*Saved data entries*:

PR #3571, opened 2016-07-17
Avoid`fromFlag`

ttuegel:
I was debugging a failing test in my `reconfigure` branch; in the end, I cleaned up many uses of the partial `fromFlag` function. Given that there is an unambiguous default for these cases, I didn't think there was much sense in even admitting the possibility of raising an exception.

### DIFF
--- a/Cabal/Distribution/Make.hs
+++ b/Cabal/Distribution/Make.hs
@@ -128,7 +128,7 @@ defaultMainHelper args =
 configureAction :: ConfigFlags -> [String] -> IO ()
 configureAction flags args = do
   noExtraFlags args
-  let verbosity = fromFlag (configVerbosity flags)
+  let verbosity = getVerbosity configVerbosity flags
   rawSystemExit verbosity "sh" $
     "configure"
     : configureArgs backwardsCompatHack flags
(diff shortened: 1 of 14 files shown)


ezyang:
Oh yes please! Does this nail all uses of `fromFlag` or did you just do two that you were looking at? (We really should deprecate that function.)

ttuegel:
I agree we should deprecate it. I *was* going to eliminate every use, but I found some uses had been added recently, so I wondered if I was alone in thinking it should be eliminated. There are few enough remaining calls that I'll go ahead and remove them all, then mark the function deprecated.

ezyang:
I think some of those uses are my fault, I bet I didn't realize `fromFlag` was partial and was just mimicking how it was used in nearby code.

To go even further down the rabbit hole, why do we even use the `Flag` constructor in the first place? Under what circumstances should a configuration flag use `Flag`? Very mysterious to me!

ttuegel:
> To go even further down the rabbit hole, why do we even use the Flag constructor in the first place? Under what circumstances should a configuration flag use Flag? Very mysterious to me!

This situation is tricky. Officially, `field = Flag foo` indicates a command-line argument was given to Cabal which indicates `foo` is the proper value for `field`; `NoFlag` indicates no command-line argument given.

However, for each flags structure, e.g. `BuildFlags`, there is a default value, e.g. `defaultBuildFlags`, intended to capture the default settings. So, a setting of `field = Flag foo` could have been specified on the command-line, or it could be a default value; generally there is no way to know. The most notorious offenders are the verbosity fields; most action wrappers set a default value for the verbosity in `Distribution/Simple.hs` before calling the real implementation.

There is also a `Monoid` instance with all the fields populated by `NoFlag`. Usually you can use this in place of `defaultBuildFlags`, but sometimes it will cause problems if the recipient of your `BuildFlags` does not pick a default value. (That was the true cause of my problem here.)

I would prefer if all the command-line argument handling were done in one place, i.e. `buildAction` should take a `BuildFlags` and call `build` with some structure that has all the default values specified (no more `Flag`s at all). I can't think of any reason `Distribution/Simple/GHC.hs` should be aware of the actual flags passed to Cabal on the command-line, but it is. Instead of `defaultBuildFlags`, perhaps a function `finalizeBuildConfig :: BuildFlags -> BuildConfig` where the latter structure has only fully specified fields?

While we're at it, maybe all the flags for all the different phases don't have to live in a single, 2300-line module that takes several minutes to recompile the `*Flags`-type for each action when you just wanted to add a single option to one action! But, I dream.

ttuegel:
I am closing the pull request because I am going to implement the refactoring I described above.

I decided we *need* this refactoring because I found WTFs like [this](https://github.com/haskell/cabal/blob/master/Cabal/Distribution/Simple/Configure.hs#L663):
```.haskell
    reloc <-
       if not (fromFlag $ configRelocatable cfg)
            then return False
            else return True
```
I'm not even trying to shame anybody! There's a good chance I wrote that code; I've had my hands all over `configure`! But I can't let this go on.

ezyang:
@ttuegel The flags data structure are part of the very public Cabal API, specifically the `UserHooks` interface. So are you planning on finalizing into a `BuildConfig` after hooks are run?

ttuegel:
> The flags data structure are part of the very public Cabal API, specifically the UserHooks interface. So are you planning on finalizing into a BuildConfig after hooks are run?

I think I'll have `configToFlags :: BuildConfig -> BuildFlags` that returns a structure with no `NoFlag` entries. That should be even safer than what we do now.

ezyang:
OK. I guess this is going to need a disturbing amount of boilerplate but what else are you going to do.

Note that `BuildFlags` still makes sense as an interface to INVOKE Setup, because `NoFlag` lets you defer the choice of a default until later.

ttuegel:
> I guess this is going to need a disturbing amount of boilerplate but what else are you going to do.

I may decide to back off on the `finalizeBuildConfig` thing, but `fromFlag` has to go!

> Note that BuildFlags still makes sense as an interface to INVOKE Setup, because NoFlag lets you defer the choice of a default until later.

Absolutely!

ezyang:
> I may decide to back off on the finalizeBuildConfig thing, but fromFlag has to go!

Hear hear!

*BRIEF*: Whatever appears in the data above is to be set down exactly.

*REPLY*:
PR #3571, opened 2016-07-17
Avoid`fromFlag`

ttuegel:
I was debugging a failing test in my `reconfigure` branch; in the end, I cleaned up many uses of the partial `fromFlag` function. Given that there is an unambiguous default for these cases, I didn't think there was much sense in even admitting the possibility of raising an exception.

### DIFF
--- a/Cabal/Distribution/Make.hs
+++ b/Cabal/Distribution/Make.hs
@@ -128,7 +128,7 @@ defaultMainHelper args =
 configureAction :: ConfigFlags -> [String] -> IO ()
 configureAction flags args = do
   noExtraFlags args
-  let verbosity = fromFlag (configVerbosity flags)
+  let verbosity = getVerbosity configVerbosity flags
   rawSystemExit verbosity "sh" $
     "configure"
     : configureArgs backwardsCompatHack flags
(diff shortened: 1 of 14 files shown)


ezyang:
Oh yes please! Does this nail all uses of `fromFlag` or did you just do two that you were looking at? (We really should deprecate that function.)

ttuegel:
I agree we should deprecate it. I *was* going to eliminate every use, but I found some uses had been added recently, so I wondered if I was alone in thinking it should be eliminated. There are few enough remaining calls that I'll go ahead and remove them all, then mark the function deprecated.

ezyang:
I think some of those uses are my fault, I bet I didn't realize `fromFlag` was partial and was just mimicking how it was used in nearby code.

To go even further down the rabbit hole, why do we even use the `Flag` constructor in the first place? Under what circumstances should a configuration flag use `Flag`? Very mysterious to me!

ttuegel:
> To go even further down the rabbit hole, why do we even use the Flag constructor in the first place? Under what circumstances should a configuration flag use Flag? Very mysterious to me!

This situation is tricky. Officially, `field = Flag foo` indicates a command-line argument was given to Cabal which indicates `foo` is the proper value for `field`; `NoFlag` indicates no command-line argument given.

However, for each flags structure, e.g. `BuildFlags`, there is a default value, e.g. `defaultBuildFlags`, intended to capture the default settings. So, a setting of `field = Flag foo` could have been specified on the command-line, or it could be a default value; generally there is no way to know. The most notorious offenders are the verbosity fields; most action wrappers set a default value for the verbosity in `Distribution/Simple.hs` before calling the real implementation.

There is also a `Monoid` instance with all the fields populated by `NoFlag`. Usually you can use this in place of `defaultBuildFlags`, but sometimes it will cause problems if the recipient of your `BuildFlags` does not pick a default value. (That was the true cause of my problem here.)

I would prefer if all the command-line argument handling were done in one place, i.e. `buildAction` should take a `BuildFlags` and call `build` with some structure that has all the default values specified (no more `Flag`s at all). I can't think of any reason `Distribution/Simple/GHC.hs` should be aware of the actual flags passed to Cabal on the command-line, but it is. Instead of `defaultBuildFlags`, perhaps a function `finalizeBuildConfig :: BuildFlags -> BuildConfig` where the latter structure has only fully specified fields?

While we're at it, maybe all the flags for all the different phases don't have to live in a single, 2300-line module that takes several minutes to recompile the `*Flags`-type for each action when you just wanted to add a single option to one action! But, I dream.

ttuegel:
I am closing the pull request because I am going to implement the refactoring I described above.

I decided we *need* this refactoring because I found WTFs like [this](https://github.com/haskell/cabal/blob/master/Cabal/Distribution/Simple/Configure.hs#L663):
```.haskell
    reloc <-
       if not (fromFlag $ configRelocatable cfg)
            then return False
            else return True
```
I'm not even trying to shame anybody! There's a good chance I wrote that code; I've had my hands all over `configure`! But I can't let this go on.

ezyang:
@ttuegel The flags data structure are part of the very public Cabal API, specifically the `UserHooks` interface. So are you planning on finalizing into a `BuildConfig` after hooks are run?

ttuegel:
> The flags data structure are part of the very public Cabal API, specifically the UserHooks interface. So are you planning on finalizing into a BuildConfig after hooks are run?

I think I'll have `configToFlags :: BuildConfig -> BuildFlags` that returns a structure with no `NoFlag` entries. That should be even safer than what we do now.

ezyang:
OK. I guess this is going to need a disturbing amount of boilerplate but what else are you going to do.

Note that `BuildFlags` still makes sense as an interface to INVOKE Setup, because `NoFlag` lets you defer the choice of a default until later.

ttuegel:
> I guess this is going to need a disturbing amount of boilerplate but what else are you going to do.

I may decide to back off on the `finalizeBuildConfig` thing, but `fromFlag` has to go!

> Note that BuildFlags still makes sense as an interface to INVOKE Setup, because NoFlag lets you defer the choice of a default until later.

Absolutely!

ezyang:
> I may decide to back off on the finalizeBuildConfig thing, but fromFlag has to go!

Hear hear!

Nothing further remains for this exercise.